The HW of 2003 generally stands out for magnitude, persistence, and number of events. Over the Alps domain, CPRCMs and RCMs produce HWs Tmax close to the reference products’ mean value or slightly higher. CICERO and KIT simulations stand out with mean HW Tmax warm biases up to ~ 4 °C. Over Po valley, regardless of the HW considered, both CPRCMs and RCMs show large hot biases up to 6–8 °C. The Adriatic region domain shows intermediate biases between the Alps and Po valley domains. However, the robustness of deviation between simulations and reference products is hindered by the large discrepancies among these latter, up to ~ 2.5 °C, especially over the Po valley.

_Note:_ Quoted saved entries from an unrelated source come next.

PR #105, opened 2016-06-15
Refactor rosco to run jobs directly instead of relying on rush.

duftler:
Drop dependency on cassandra.


duftler:
@lwander or @ttomsu please review.
@gardleopard please review.

duftler:
The refactored rosco will respect pre-existing bakes in the same redis cluster (including in-flight bakes).

gardleopard:
Great @duftler! I have tested this in our dev environment and it works. Parallel building works and it does not interfere with old version of rosco/rush running bakes with the same redis backend.

Making the rush dependency and at the same time removing 257 lines of code is awesome! 
screen shot 2016-06-15 at 22 28 06 👍

build.gradle
```diff
@@ -20,7 +20,7 @@ allprojects {
   group = "com.netflix.spinnaker.rosco"
 
   spinnaker {
-    dependenciesVersion = "0.19.0"
+    dependenciesVersion = "0.40.0"
```
ttomsu: Yikes - that's a jump!

ttomsu:
LGTM

PR #107, opened 2016-06-20
Changed provision_deb so it can take multiple repos

dennismartensson:
Have change the provision_deb functions so it loops over $repository split on ;

This makes it possible to set more the one deb repo in debianRepository and have them all added. I did split the settings string on ; with to my knowledge is a non valid character for the urls and there by safe as a character to split on.

Please add comments.


duftler:
LGTM.

PR #108, opened 2016-06-21
Set HOME env when running from deb package.

duftler:
When I merged the job-runner logic from rush into rosco, I neglected to add the config to set HOME env when running rosco from an installed .deb package.
This omission left the aws builder for packer unable to resolve .aws/credentials: https://github.com/aws/aws-sdk-go/blob/master/aws/credentials/shared_credentials_provider.go#L125


duftler:
@lwander please review.

lwander:
LGTM

PR #109, opened 2016-06-22
First pass at collecting metrics.

duftler:


duftler:
Can `curl localhost:8087/metrics` to see results.

duftler:
@ewiseblatt please review.

build.gradle
```diff
@@ -20,7 +20,7 @@ allprojects {
   group = "com.netflix.spinnaker.rosco"
 
   spinnaker {
-    dependenciesVersion = "0.40.0"
```
ewiseblatt: Does this depend on a new version of dependencies?

duftler: Yes. Released it here:
https://github.com/spinnaker/spinnaker-dependencies/tree/v0.41.0

rosco-core/src/main/groovy/com/netflix/spinnaker/rosco/jobs/local/JobExecutorLocal.groovy
```diff
@@ -161,14 +169,23 @@ class JobExecutorLocal implements JobExecutor {
...
+    // Terminate the process.
+    canceledJob?.watchdog?.destroyProcess()
 
     // The next polling interval will be unable to retrieve the job status and will mark the bake as canceled.
   }
+
+  @PostConstruct
+  void initializeMetrics() {
+    registry.gauge(registry.createId("bakes.local").withTag("active", "true"), jobIdToHandlerMap, new ToDoubleFunction<Map>() {
+
```
ewiseblatt: Why double when it is scalar?

rosco-core/src/main/groovy/com/netflix/spinnaker/rosco/executor/BakePoller.groovy
```diff
@@ -144,18 +154,43 @@ class BakePoller implements ApplicationListener<ContextRefreshedEvent> {
...
+    Id bakesId = registry.createId('bakes')
 
     if (bakeStatus) {
       if (bakeStatus.state == BakeStatus.State.COMPLETED) {
         completeBake(statusId, bakeStatus.logsContent)
-      }
 
-      bakeStore.updateBakeStatus(bakeStatus)
+        bakeStore.updateBakeStatus(bakeStatus)
+
```
ewiseblatt: I think if you put a "Id bakesId" in the outer scope and determine the ID you want to update here, then you can make this if block just determine the id, then factor out the  bakeStore.updateBakeStatus and registry.timer(bakesId) after the if block in one place that all cases flow through.

duftler: Not all paths call `registry.timer()`.

duftler: I can probably only make the call if the id is actually set. Ok, let me try to rework it a bit.

rosco-core/src/main/groovy/com/netflix/spinnaker/rosco/jobs/local/JobExecutorLocal.groovy
duftler: I used the double because that's what the `registry.gauge()` method expected. I couldn't find a non-double version.

duftler: Came out much nicer. PTAL.

rosco-core/src/main/groovy/com/netflix/spinnaker/rosco/executor/BakePoller.groovy
duftler: Came out much nicer. PTAL.

rosco-core/src/main/groovy/com/netflix/spinnaker/rosco/executor/BakePoller.groovy
```diff
@@ -120,6 +125,11 @@ class BakePoller implements ApplicationListener<ContextRefreshedEvent> {
                             if (!cancellationSucceeded) {
                               bakeStore.removeFromIncompletes(roscoInstanceId, statusId)
                             }
+
+                            // This will have the most up-to-date timestamp.
```
ewiseblatt: I dont understand the control flow of how you get here. I'm wondering if this is double counted with other failures?

ewiseblatt:
LGTM, even if double counting. If you are double counting (e.g. timeouts are a subset of job failures), document that somewhere.

rosco-core/src/main/groovy/com/netflix/spinnaker/rosco/executor/BakePoller.groovy
duftler: This path specifically handles the case where the polling agent detects incomplete bakes that are not managed by _this_ rosco instance, and have not been updated beyond some threshold. If this instance is updating the bake, we will not end up here.

duftler: The incomplete bakes are scoped by rosco instance id, and we only take this branch if the managing instance is not _this_ instance.

duftler:
It shouldn't be double-counting. The path you called out relates to rosco instances other than this one, and timeouts on this instance are only counted via the 'cancellation' path in `BakePoller`.

rosco-core/src/main/groovy/com/netflix/spinnaker/rosco/executor/BakePoller.groovy
ewiseblatt: oh, so this is really just an orphan due to a timeout and you are presuming that the managing rosco instance is negligent (e.g. died). I was assuming that we were the ones ophaning the task. A comment would be useful here.

duftler: Ok, will add a comment.

duftler: Added comment here: https://github.com/spinnaker/rosco/pull/110

PR #112, opened 2016-06-23
Removing the handling of the docker service from the DockerBakeHandler

brujoand:
The 'START_DOCKER_SERVICE_BASE_COMMAND' breaks for us when running docker bakes, so locally I removed it rather than trying to find a way to have it work, as I felt that it didn't belong under the responsibility of Rosco to ensure that the docker service was running. And as @duftler pointed out on the slack channel yesterday:

That is almost certainly a vestige of rush's prior incarnation of running bake jobs as containers themselves.


duftler:
Thanks for the contribution.
LGTM.

PR #118, opened 2016-07-06
Support the share_with and copy_to parameters as extended_attributes.

kalymero:
The packer part is quite ugly since it's not possible to pass a list on the command line as `var`.
Accounts and regions must me passed one by one

### DIFF
--- a/rosco-core/src/main/groovy/com/netflix/spinnaker/rosco/providers/CloudProviderBakeHandler.groovy
+++ b/rosco-core/src/main/groovy/com/netflix/spinnaker/rosco/providers/CloudProviderBakeHandler.groovy
@@ -168,12 +168,29 @@ abstract class CloudProviderBakeHandler {
     parameterMap.configDir = configDir
 
     if (bakeRequest.extended_attributes) {
-      parameterMap << bakeRequest.extended_attributes
+      if (bakeRequest.extended_attributes.containsKey('share_with')) {
+        unrollParameters("share_with_", bakeRequest.extended_attributes.get('share_with'), parameterMap)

It can be observed that CPRCMs and corresponding RCMs show similar timing and persistence for 2006 and 2007 events Fig. SM 4. Larger differences, up to cases where a short event is reproduced only in one of the two resolutions (e.g., MOHC Alps 2003), can be observed in the 2003 summer season and also in the 2006 HW over Po valley and Adriatic. For what concerns Tmax values, excluding KNMI (over the Alps) and CMCC runs (over the three domains), CPRCMs tend to produce higher values than the RCMs. Considering the mean of the HW Tmax, CPRCMs-RCMs differences are generally around 1.0 °C. However, in some cases like IPSL, ICTP, MOHC, and KNMI, differences over Po valley can exceed 3 °C in 2003 and 2006 HWs. These higher temperatures represent an improvement for IPSL and, although to a lesser extent, for the ICTP CPRCMs. Over Po valley, MOHC CPRCM’s higher temperature signals a worsening compared to the RCM. It is peculiar the case of KNMI showing similar CPRCMs and RCMs mean Tmax over the Alps and CPRCM 3 °C warmer than the RCM over Po valley. Also in this case, this modulation leads to an increased warm bias over reference products. Within the WRF multi-physics ensemble, differences between CPRCMs and RCMs typically do not exceed 1 °C with UHOH RCM showing higher Tmax than the CPRCM in the 2006 event over the Po valley. In this context, as previously mentioned, IPSL CPRCM stands out with a larger warm modulation of the RCM signal over the Po valley and Adriatic regions. It is noteworthy that IPSL and UHOH WRF simulations share the same combination of physics schemes except for the microphysics scheme (i.e., Thompson and the aerosol-aware Thompson respectively).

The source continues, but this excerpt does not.